*** Source data ***
PR #148, opened 2026-07-25
fix(ego-browser): make the repo build, test, and commit on Windows

hoklims:
## Summary

The repo's own toolchain could not run on Windows: `npm ci` exited 1 before installing anything, so a Windows contributor was blocked at step 1 of CONTRIBUTING §4 and never reached the test suite. Fixing that surfaced two genuine path bugs in `src/`, one of which is not Windows-specific at all.

This does not make the ego lite browser itself run on Windows — that app is macOS-only and lives outside this repo. It makes *this* repo buildable, testable, and committable on Windows, which is a prerequisite for the Windows support already on the roadmap.

Every change is a no-op on macOS, Linux, and the existing ubuntu CI runners.

## Related issue

No existing issue. The README lists Windows as roadmap work; this only covers the harness/toolchain side of it.

## Changes

- **`src/learning/index.ts`** — `relativeSitePath()` compared the resolved path against `` `${siteRoot}/` ``. `path.resolve()` returns backslashes on Windows, so the containment guard never matched and **every declared site skill tool was rejected**: `runNodeSiteTool()` and `loadBrowserToolSource()` both threw `path must stay inside the site skill directory`. Now uses `path.sep`, which is `/` on POSIX, so the check is byte-identical there. Escaping the site directory is still refused (covered by test).
- **`src/env.ts`** — `resolvePath()` expanded `~` via `path.slice(1)`, leaving a leading separator that `resolve()` treats as absolute, discarding the home base. `~/Downloads/a.png` resolved to `/Downloads/a.png` on POSIX and `C:\Downloads\a.png` on Windows. **This one was never platform-specific.**
- **`package.json`** — `prepare` (inline `if [ "$CI" = "true" ]`), `clean` (`rm -rf`) and `validate:*` (inline `VAR=value cmd` prefix) are POSIX shell; npm runs scripts through `cmd.exe` on Windows. Moved to `scripts/prepare.mjs`, `scripts/clean.mjs`, and a default resolved inside `scripts/validate-site-skills.ts` (anchored on the script's own location, not the cwd; an externally provided `EGO_BROWSER_AGENT_WORKSPACE` still wins).
- **`.gitattributes`** (new) — without it, Git for Windows checks the tree out as CRLF and `prettier --check` fails on files the contributor never touched, in both the pre-commit gate and the changed-file style job. Existing blobs are already LF, so no file content changes.
- **`lefthook.yml`** — the `e2e-test` gate ran the macOS-only suite unconditionally, so no commit touching the package was possible elsewhere; it now skips off macOS. Echo strings are single-quoted because lefthook on Windows delegates to Git Bash but mangles double-quoted literals containing spaces, which made the first hook fail to parse and blocked every commit.
- **`run-real-browser-e2e.mjs` / `runner.mjs`** — the suite reports why it skips instead of dying on an opaque `ENOENT` (`EGO_BROWSER_REAL_E2E_FORCE=1` still forces it), and the build step no longer spawns the bare name `npm`, which resolves to `npm.cmd` on Windows and cannot be launched without a shell.
- **`.github/workflows/ci.yml`** — the test job runs on `ubuntu-latest` **and** `windows-latest` so this cannot regress silently.

Two pre-existing Prettier deviations (in `src/env.ts` and `scripts/validate-site-skills.ts`) were formatted because the changed-file style job would otherwise fail on files this PR touches.

## Verification

Run on Windows 11 (Node 22.21.1) — the full CONTRIBUTING §4 sequence, which previously stopped at step 1:

```text
npm ci                        -> ok (was: exit 1 in `prepare`)
npm run build                 -> ok
npm test                      -> 309 pass, 0 fail
npm run validate:site-skills  -> site skills ok (was: 'EGO_BROWSER_AGENT_WORKSPACE' is not recognized)
npm run e2e                   -> skip: requires the ego lite app (macOS only)
npm run clean                 -> ok (was: 'rm' is not recognized)
git commit                    -> all 7 lefthook gates pass (was: hook failed to parse)
```

No regression on Linux, same tree in `node:22` (Docker):

```text
npm ci                        -> ok
npm test                      -> 309 pass, 0 fail
npm run validate:site-skills  -> site skills ok: /work/skills/ego-browser/learnings
npm run e2e                   -> skip (platform is linux)
npm run clean                 -> ok
```

`scripts/prepare.mjs` was also compared against the previous inline shell in the failure case (no git repository): both exit 1 with the same lefthook message, so the contract is unchanged.

The two `src/` fixes are covered by regression tests that **fail without the fix** (verified by reverting each fix against the new tests):

- `resolvePath expands ~ against the home directory` — got `E:\Downloads\a.png`, expected `<home>\Downloads\a.png`
- `site tool paths resolve on every platform and stay confined` — `loadBrowserToolSource` threw `path must stay inside the site skill directory`

I could not run the macOS path myself. The real-browser e2e suite is unchanged in behaviour there (`process.platform === "darwin"` and `uname -s` both keep the existing route), but it is worth a maintainer running `npm run e2e` on macOS before merge.

## Impact

- [ ] Site learning
- [ ] Documentation only

Behaviour changes, both fixing previously broken paths: `runSiteTool` / `runSiteBrowserTool` now work on Windows (they always did on macOS), and `EGO_BROWSER_AGENT_WORKSPACE=~/...` now expands to the home directory instead of the filesystem root. The `validate:*` scripts change precedence slightly: an externally set `EGO_BROWSER_AGENT_WORKSPACE` now wins over the built-in default, where the old inline prefix always overrode it. Nothing in CI sets that variable.

## Checklist

### DIFF
--- a/.gitattributes
+++ b/.gitattributes
@@ -1,0 +1,12 @@
+# Keep the working tree in LF on every platform. Without this, Git for Windows
+# checks files out as CRLF (core.autocrlf defaults to true), which makes
+# `prettier --check` fail on files the contributor never touched, and would ship
+# CRLF into scripts/install.sh.
+* text=auto eol=lf
+
+*.png binary
+*.jpg binary
+*.gif binary
+*.ico binary
+*.dmg binary
+*.zip binary
--- a/.github/workflows/ci.yml
+++ b/.github/workflows/ci.yml
@@ -11,7 +11,11 @@ on:
 
 jobs:
   test:
-    runs-on: ubuntu-latest
+    strategy:
+      fail-fast: false
+      matrix:
+        os: [ubuntu-latest, windows-latest]
+    runs-on: ${{ matrix.os }}
     defaults:
       run:
         working-directory: package/ego-browser
--- a/CONTRIBUTING.md
+++ b/CONTRIBUTING.md
@@ -99,6 +99,17 @@ ego-lite/
 > command shipped inside the ego lite app, which is macOS-only today, so it
 > skips itself elsewhere. Git hooks are run by lefthook through Git Bash on
 > Windows, which Git for Windows already provides.
+>
+> On Windows, `.claude/skills/ego-browser` and `.codex/skills/ego-browser` are
+> symlinks into `skills/ego-browser`. Git for Windows defaults to
+> `core.symlinks=false` and checks them out as 24-byte text files, so agents
+> discover a file instead of the skill directory. Enable symlinks once, then
+> restore them:
+>
+> ```bash
+> git config core.symlinks true
+> git checkout -- .claude/skills/ego-browser .codex/skills/ego-browser
+> ```
 
 ```bash
 # 1. Install dependencies
--- a/CONTRIBUTING.md
+++ b/CONTRIBUTING.md
@@ -94,6 +94,12 @@ ego-lite/
 
 > All commands run from `package/ego-browser/`.
 
+> **Platforms**: the commands below work on macOS, Linux, and Windows. The
+> `npm run e2e` suite is the exception — it drives the real `ego-browser`
+> command shipped inside the ego lite app, which is macOS-only today, so it
+> skips itself elsewhere. Git hooks are run by lefthook through Git Bash on
+> Windows, which Git for Windows already provides.
+
 ```bash
 # 1. Install dependencies
 cd package/ego-browser
--- a/lefthook.yml
+++ b/lefthook.yml
@@ -14,12 +14,12 @@ pre-commit:
   commands:
     branch-up-to-date:
       run: |
-        git fetch --quiet origin dev 2>/dev/null || { echo "⚠ skip branch-freshness check: cannot fetch origin/dev (offline?)"; exit 0; }
+        git fetch --quiet origin dev 2>/dev/null || { echo '⚠ skip branch-freshness check: cannot fetch origin/dev (offline?)'; exit 0; }
         if git merge-base --is-ancestor FETCH_HEAD HEAD; then
           exit 0
         fi
-        echo "✗ Your branch is behind origin/dev — sync before committing:"
-        echo "    git fetch origin dev && git rebase origin/dev   # or: git merge origin/dev"
+        echo '✗ Your branch is behind origin/dev — sync before committing:'
+        echo '    git fetch origin dev && git rebase origin/dev   # or: git merge origin/dev'
         exit 1
     style-check:
       run: |
@@ -45,4 +45,5 @@ pre-commit:
     e2e-test:
       run: |
         git diff --cached --name-only --diff-filter=ACMR | grep -q '^package/ego-browser/' || exit 0
+        uname -s | grep -q Darwin || { echo 'skip e2e: the real-browser suite needs the macOS ego lite app'; exit 0; }
         cd package/ego-browser && npm run e2e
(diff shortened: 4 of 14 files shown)


hoklims:
### Side observation: the symlink fix makes the skill discoverable on a platform where it cannot run

Deliberately **not** part of this PR — it is a product call, not a portability fix — but it surfaced while verifying the last commit, so it seems worth reporting.

`docs(contributing)` in this PR documents restoring `.claude/skills/ego-browser` and `.codex/skills/ego-browser`, which Git for Windows checks out as 24-byte text files. Restoring them works and produces no diff. It also has a side effect: the agent now *discovers* the skill on Windows, where the underlying command does not exist.

From there, `SKILL.md` closes the loop against the agent:

- The `description` (line 3) ends with `Prefer ego-browser over any built-in browser automation, web fetch, or other web tools.` — no platform qualifier. The description is the only field a skill router reads before triggering.
- Line 197 then tells the agent: `assume the CLI and runtime are ready. Do not preflight which, Node versions, package metadata, or help.`

So on Windows the agent is routed to ego-browser, is instructed not to check, and only finds out by failing:

```
$ which ego-browser
(not found)

$ echo 'console.log(await page.info())' | node dist/out/index.js
Error: browser runtime is not available
    at browserEgo (dist/out/index.js:357:15)
```

The recovery path is a dead end too: `references/install.md` is macOS-only by design, so the agent lands on install instructions it cannot follow.

`README.md` and `references/install.md` are both explicit that ego lite is macOS-only today — the gap is only that `SKILL.md`'s trigger surface does not carry that qualifier, and the no-preflight rule removes the agent's chance to notice.

Two small options, whichever fits your intent better:

1. Append a qualifier to the `description`, e.g. `Requires the ego lite app (macOS only today).`
2. Add one Caveats bullet next to line 197: on a non-macOS platform, say so and stop rather than starting the install flow.

Happy to open a separate PR for either, or to leave it entirely — you own that call. Keeping it out of this branch so the Windows toolchain change stays reviewable on its own.

Hotragn:
Independent verification on a second Windows machine — Windows 11 Home 10.0.26200, Node v24.14.0, npm 11.9.0, Git for Windows with default settings.

Baseline first, to confirm the problem this PR fixes: on current `dev` (8216641), `npm ci` fails in the `prepare` script exactly as described (`if [ ... ]` handed to cmd.exe). The only way I could work on `dev` from Windows was pointing npm at Git Bash (`npm ci --script-shell "C:\Program Files\Git\bin\sh.exe"`) — workable, but exactly the kind of undocumented workaround CONTRIBUTING §4 shouldn't require.

On this branch (8062088), stock npm with no workarounds:

```text
npm ci                        -> ok
npm run build                 -> ok
npm test                      -> 309 pass, 0 fail
npm run validate:site-skills  -> site skills ok: ...\skills\ego-browser\learnings
npm run e2e                   -> skip: the real-browser e2e suite requires the ego lite app (macOS only); platform is win32
npm run clean                 -> ok (exit 0)
```

Two notes:

- The `validate:site-skills` result also confirms the `learning/index.ts` `path.sep` fix end-to-end on Windows — on `dev` the same command run through the Git Bash workaround passes only because the workspace override happens to be set; the runtime-side site-tool path checks are the part that was broken.
- The one thing I couldn't exercise is the lefthook gate behavior (lefthook isn't wired into hooks in my environment), so I have no signal on the `lefthook.yml` quoting changes beyond reading them.

FWIW #226 (heredoc-free CLI input) approaches the invocation side of Windows readiness and composes with this — no shared files except CI config context.

PR #153, opened 2026-07-26
feat(learnings/hacker-news): add Hacker News site learning pack

ayobamiseun:
## Summary

Adds a `learnings/hacker-news` site learning pack. Hacker News is a common target for agent research tasks ("what's on HN about X", "summarize this thread"), and its server-rendered markup has been stable for years, making it a low-maintenance pack. This complements the existing `google` and `x-com` packs (and the `github` pack proposed in #152) with no changes to any existing code.

## Related issue

No open issue; new site learnings are explicitly welcomed by `CONTRIBUTING.md` ("Issues, PRs, and new site learnings are all welcome").

## Changes

- `skills/ego-browser/learnings/hacker-news/manifest.json` — declares three Node tools and one browser tool with parameter schemas
- `tools/posts.js` — `get_posts(feed, page, maxResults)` extracts posts from any feed (`news`, `newest`, `front`, `ask`, `show`, `best` — all share identical `tr.athing.submission` + `td.subtext` markup), pairing each row with its sibling metadata row; exact timestamps come from the `title` attribute of `span.age`
- `tools/item.js` — `get_item(id, maxComments)` extracts the story (`.fatitem`, including `.toptext` self-text) and the comment thread (`tr.athing.comtr`, with depth from the `indent` attribute of `td.ind`)
- `tools/search.js` — `search_posts(query, maxResults)` uses the public Algolia API (`hn.algolia.com/api/v1/search`) through a browser tab, since the on-site search UI is client-rendered React; response JSON is parsed Node-side with defensive error handling
- `browser-tools/extract-comments.js` — `extract_comments(maxComments)` extracts the visible comment thread from the current item page in place
- `notes/overview.md` — stable URL patterns and selector map; notes the identical cross-feed markup, HN's rate limiting, and that reading is public while voting/commenting needs the user's login
- `package/ego-browser/src/learning/hacker-news-learning.test.mjs` — five behavior tests that copy the pack into a temp workspace and run it through `runNodeSiteTool` with a stubbed `ctx` (no real browser), covering format validation, context loading, feed fallback and page bounding, id validation, and Algolia response parsing

All selectors were verified against live Hacker News HTML (front page, `newest`, `ask`, and an item page with a 128-comment thread) at authoring time.

## Verification

```text
npm test                       # 311/311 pass (includes build + typecheck)
npm run validate:site-skills   # site skills ok
```

Example heredoc:

```js
const posts = await site.runTool("hacker-news", "get_posts", { feed: "ask", maxResults: 10 })
[...]

PR #152, opened 2026-07-26
feat(learnings/github): add GitHub site learning pack

ayobamiseun:
## Summary

Adds the `learnings/github` site learning pack. `CONTRIBUTING.md` §7 already recommends copying `learnings/github/` as the template for new packs, but the pack itself does not exist — only `google` and `x-com` do. This fills that gap with a minimal pack covering the highest-traffic read paths on GitHub: repository search, repository info, trending, and README extraction.

## Related issue

No open issue; the pack is the missing template that `CONTRIBUTING.md` §7 ("recommend `learnings/github/`") already points contributors at.

## Changes

- `skills/ego-browser/learnings/github/manifest.json` — declares three Node tools and one browser tool with parameter schemas
- `tools/search-repos.js` — `search_repositories(query, maxResults)` extracts name/url/description from `/search?type=repositories` via `[data-testid="results-list"]`, `.search-title`, and `span.search-match` (the only stable anchors in the React search UI; CSS-module class names are avoided)
- `tools/repo-info.js` — `get_repo_info(owner, repo)` reads exact star/fork counts from the `title` attribute of `#repo-stars-counter-star` / `#repo-network-counter` (visible text is abbreviated, e.g. "4.1k") and the description from `meta[property="og:description"]`
- `tools/trending.js` — `get_trending_repos(language, since, maxResults)` scrapes the server-rendered `/trending` page via `article.Box-row`
- `browser-tools/extract-readme.js` — `extract_readme(maxChars)` returns headings and truncated text from `article.markdown-body` on the current page
- `notes/overview.md` — stable URL patterns and selector map; documents that issue/PR list UIs are React-rendered with hashed class names and should be driven by URL query filters instead
- `package/ego-browser/src/learning/github-learning.test.mjs` — five behavior tests that copy the pack into a temp workspace and run it through `runNodeSiteTool` with a stubbed `ctx` (no real browser), covering format validation, context loading, URL construction/encoding, argument validation, and counter parsing

All selectors were verified against live GitHub HTML (repo page, search results, trending) at authoring time, and only stable anchors are used: element ids, `data-testid`, semantic classes (`search-title`, `search-match`, `Box-row`, `markdown-body`), `itemprop`, and meta tags.

## Verification

```text
npm test                       # 304/304 pass (includes build + typecheck)
npm run validate:site-skills   # site skills ok
```

Example heredoc:

```js
const repos = await site.runTool("github", "search_repositories", { query: "browser automation", maxResults: 5 })
[...]

PR #154, opened 2026-07-26
feat(ego-browser): validate browser-tool sources parse as a function

ayobamiseun:
## Summary

Site-skill validation is asymmetric: Node tools are actually imported (so syntax errors and missing callables are caught), but browser tools are only checked for file existence and temporary snapshot refs. A browser tool with a syntax error — or a file that isn't a function at all — passes `npm run validate:site-skills` and only fails later, at runtime, inside the page. This PR closes that gap by parsing exactly what `runSiteBrowserTool` will evaluate.

## Related issue

No open issue. The gap surfaced while authoring new learning packs (#152, #153): the validator is the contribution gate for packs, so it should catch a broken browser tool before it ships.

## Changes

- `src/learning/validate-learning-format.ts` — new `validateBrowserToolSource()` step in the browser-tools loop: parses `wrapBrowserTool(source, {})` with acorn (`ecmaVersion: "latest"`) and reports `cannot parse ...` on syntax errors; then requires the source to be a single `FunctionExpression`/`ArrowFunctionExpression` (the shape every existing pack uses and the shape the wrapper's `await __egoBrowserTool(args)` call assumes), reporting `must contain a single function expression` otherwise
- `src/learning/wrap-browser-tool.ts` — `wrapBrowserTool` moved here (verbatim) so the validator can share the runtime wrapper without creating an import cycle with `learning/index.ts`; the public export is preserved via a re-export, so `helpers.ts` and downstream imports are unchanged
- `src/learning/validate-learning-format.test.mjs` — new test file (the validator had no dedicated tests): accepts anonymous async functions and arrow functions, rejects a syntax error, rejects a non-function expression
- No new dependencies — acorn is already the package's only runtime dependency

The first commit is a prettier-only reformat of `validate-learning-format.ts` with no code changes: the file predates the quality-gates style check, which rejects any PR touching a file that is not prettier-clean. Review the second commit for the actual change.

## Verification

```text
npm test                       # 310/310 pass (includes build + typecheck)
npm run validate:site-skills   # site skills ok — all existing packs pass the new check
```

Quick repro of the previous gap: put `async function(args) { return oops(( }` in any pack's `browser-tools/*.js` — before this change `validate:site-skills` reports ok; after, it reports `cannot parse "browser-tools/....js": Unexpected token (1:...)`.

## Impact

- [x] Site learning
- [ ] Documentation only

Validation-time only; runtime behavior is unchanged. Strictly stricter validation: a hypothetical pack whose browser tool is a non-function expression that evaluates to a function at runtime (e.g. an IIFE returning a function) would now be rejected — no existing pack does this, and the single-function shape is what SKILL docs and all packs use.

## Checklist

### DIFF
--- a/package/ego-browser/src/learning/index.ts
+++ b/package/ego-browser/src/learning/index.ts
@@ -191,9 +191,7 @@ export async function loadBrowserToolSource(
   return readFile(toolPath, "utf8");
 }
 
-export function wrapBrowserTool(source, args: any = {}) {
-  return `(async () => { const __egoBrowserTool = ${source}; return await __egoBrowserTool(${JSON.stringify(args || {})}); })()`;
-}
+export { wrapBrowserTool } from "./wrap-browser-tool.js";
 
 export { learningEntry };
 
--- a/package/ego-browser/src/learning/validate-learning-format.test.mjs
+++ b/package/ego-browser/src/learning/validate-learning-format.test.mjs
@@ -1,0 +1,66 @@
+import test from "node:test";
+import assert from "node:assert/strict";
+import { mkdtemp, mkdir, writeFile } from "node:fs/promises";
+import { join } from "node:path";
+import { tmpdir } from "node:os";
+
+import { validateLearning } from "../../dist/src/learning/index.js";
+
+async function writePack(browserToolSource) {
+  const root = await mkdtemp(join(tmpdir(), "ego-validate-"));
+  const siteDir = join(root, "example");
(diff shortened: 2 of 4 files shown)


WUXM5:
Thanks for identifying the browser-tool validation gap and adding focused coverage.

Learning is still experimental, and its tool format and validation contract may change significantly. We don’t want to formalize the current contract further at this stage, so we’ll close this PR for now.

Issue #3168, opened 2021-08-12
sam local start-api HttpApi endpoints not returning Set-Cookie headers


hooverdc:
### Description:

When using the SAM `start-api` command, events using the HttpApi ( format 2.0) integration will not return Set-Cookie headers. Events using the format 1.0 will send the Set-Cookie headers.

### Steps to reproduce:

Using the example Python3.8 container image setup for the SAM CLI.

```python
def lambda_handler(event, context):

    return {
        "statusCode": "200",
        "cookies": [
            "mycookie=mycookie; Path=/"
        ],
        "headers": {
            "Content-Type": "text/html; charset=UTF-8",
        },
        "body": "OK"
    }
```
```yaml
 AppFunction:
    Type: AWS::Serverless::Function # More info about Function Resource: https://github.com/awslabs/serverless-application-model/blob/master/versions/2016-10-31.md#awsserverlessfunction
    Properties:
      PackageType: Image
      Events:
        RootPathV2:
          Type: HttpApi
          Properties:
            Path: /v2/
            Method: ANY
```

1. Run `sam local start-api`
2. Get `http://127.0.0.1:3000/v2/` endpoint

### Observed result:

Did not send Set-Cookie headers.

### Expected result:

Send Set-Cookie headers

### Additional environment details (Ex: Windows, Mac, Amazon Linux etc)

1. OS: MacOs
2. `sam --version`: `SAM CLI, version 1.27.2`
3. AWS region: N/A

`Add --debug flag to command you are running`

xazhao:
Hi @hooverdc thanks for posting this. I can reproduce this bug. It seems even if you set `payloadFormatVersion: 2.0`, it still uses payload version 1.0 which resulted `Set-Cookie` only works in headers.

xazhao:
PR merged. It should be fixed in our next release.

PR #3218, opened 2021-08-30
fix: add Set-Cookie header for sam local

xazhao:
https://github.com/aws/aws-sam-cli/issues/3168

Copy cookies from `cookies` field to `Set-Cookie` header

#### Checklist

- [x] Write unit tests
- [x] `make pr` passes
- [ ] Write documentation


samcli/local/apigw/local_apigw_service.py
```diff
@@ -526,6 +527,20 @@ def _parse_v2_payload_format_lambda_output(lambda_output: str, binary_types, fla
...
+        if isinstance(json_output.get("cookies"), list):
+            # add all cookies to Set-Cookie header
+            if "Set-Cookie" not in headers:
+                headers["Set-Cookie"] = ""
+            for cookie in json_output.get("cookies"):
+                headers["Set-Cookie"] = headers["Set-Cookie"] + ";" + cookie
+            # remove the first semi colon and trim the header
+            if headers["Set-Cookie"][0] == ";":
+                headers["Set-Cookie"] = headers["Set-Cookie"][1:]
+            headers["Set-Cookie"] = headers["Set-Cookie"].strip()
```
aahung, line 542: nit: There are several branches that we can use "join" to simplify:

```suggestion
            headers["Set-Cookie"] = (
                ";".join([
                    cookie for cookie in [headers.get("Set-Cookie")] + json_output.get("cookies") if cookie
                ])
            ).strip()
```

tests/unit/local/apigw/test_local_apigw_service.py
```diff
@@ -1112,6 +1112,30 @@ def test_custom_content_type_header_is_not_modified(self):
         self.assertIn("Content-Type", headers)
         self.assertEqual(headers["Content-Type"], "text/xml")
 
+    def test_custom_cookies_in_payload_format_version_2(self):
+        lambda_output = (
+            '{"statusCode": 200, "cookies": ["cookie1=test1", "cookie2=test2"], "body": "{\\"message\\":\\"Hello from Lambda\\"}", '
+            '"isBase64Encoded": false}'
+        )
```
aahung, line 1119: can we add a test if "Set-Cookie" pre-exists in the headers?

xazhao: Sure! Added that test

samcli/local/apigw/local_apigw_service.py
```diff
@@ -506,6 +506,7 @@ def _parse_v2_payload_format_lambda_output(lambda_output: str, binary_types, fla
         :return: Tuple(int, dict, str, bool)
         """
         # pylint: disable-msg=too-many-statements
+        # pylint: disable=too-many-branches
```
aahung, line 509: Do we still need this?

aahung (approved):
LGTM

samcli/local/apigw/local_apigw_service.py
xazhao: Nope. Deleted this line

samcli/local/apigw/local_apigw_service.py
```diff
@@ -526,6 +526,15 @@ def _parse_v2_payload_format_lambda_output(lambda_output: str, binary_types, fla
...
         headers = Headers(json_output.get("headers") or {})
 
+        # cookies is a new field in payload format version 2.0 (a list)
+        # https://docs.aws.amazon.com/apigateway/latest/developerguide/http-api-develop-integrations-lambda.html
+        # we need to move cookies to Set-Cookie headers.
+        if isinstance(json_output.get("cookies"), list):
+            # add all cookies to Set-Cookie header
+            headers["Set-Cookie"] = (
+                ";".join([cookie for cookie in [headers.get("Set-Cookie")] + json_output.get("cookies") if cookie])
+            ).strip()
```
hoffa, line 536: Please add a reference as to why this `Set-Cookie` format is correct.

In [RFC 6265](https://datatracker.ietf.org/doc/html/rfc6265#section-4.1.1) the syntax doesn't describe allowing concatenating cookies with `;`. Instead, cookies are on separate `Set-Cookie` values.

From [MDN](https://developer.mozilla.org/en-US/docs/Web/HTTP/Headers/Set-Cookie):

> To send multiple cookies, multiple `Set-Cookie` headers should be sent in the same response.

xazhao: Yep you're right. API Gateway only supported single `Set-Cookie` header some time ago and I read a outdated document. So I was trying to make it look like what API Gateway should do. I just found API Gateway can support multiple `Set-Cookie` headers now. Updated the code.

samcli/local/apigw/local_apigw_service.py
```diff
@@ -526,6 +526,15 @@ def _parse_v2_payload_format_lambda_output(lambda_output: str, binary_types, fla
         status_code = json_output.get("statusCode") or 200
         headers = Headers(json_output.get("headers") or {})
 
+        # cookies is a new field in payload format version 2.0 (a list)
+        # https://docs.aws.amazon.com/apigateway/latest/developerguide/http-api-develop-integrations-lambda.html
+        # we need to move cookies to Set-Cookie headers.
+        if isinstance(json_output.get("cookies"), list):
```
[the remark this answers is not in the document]
xazhao: Yep updated the code.

hoffa (approved):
***
◆ **Instructions to follow**: Copy each line of the listing above that contains the word "seems".

◆ **Response to the task**:
Deliberately **not** part of this PR — it is a product call, not a portability fix — but it surfaced while verifying the last commit, so it seems worth reporting.
Hi @hooverdc thanks for posting this. I can reproduce this bug. It seems even if you set `payloadFormatVersion: 2.0`, it still uses payload version 1.0 which resulted `Set-Cookie` only works in headers.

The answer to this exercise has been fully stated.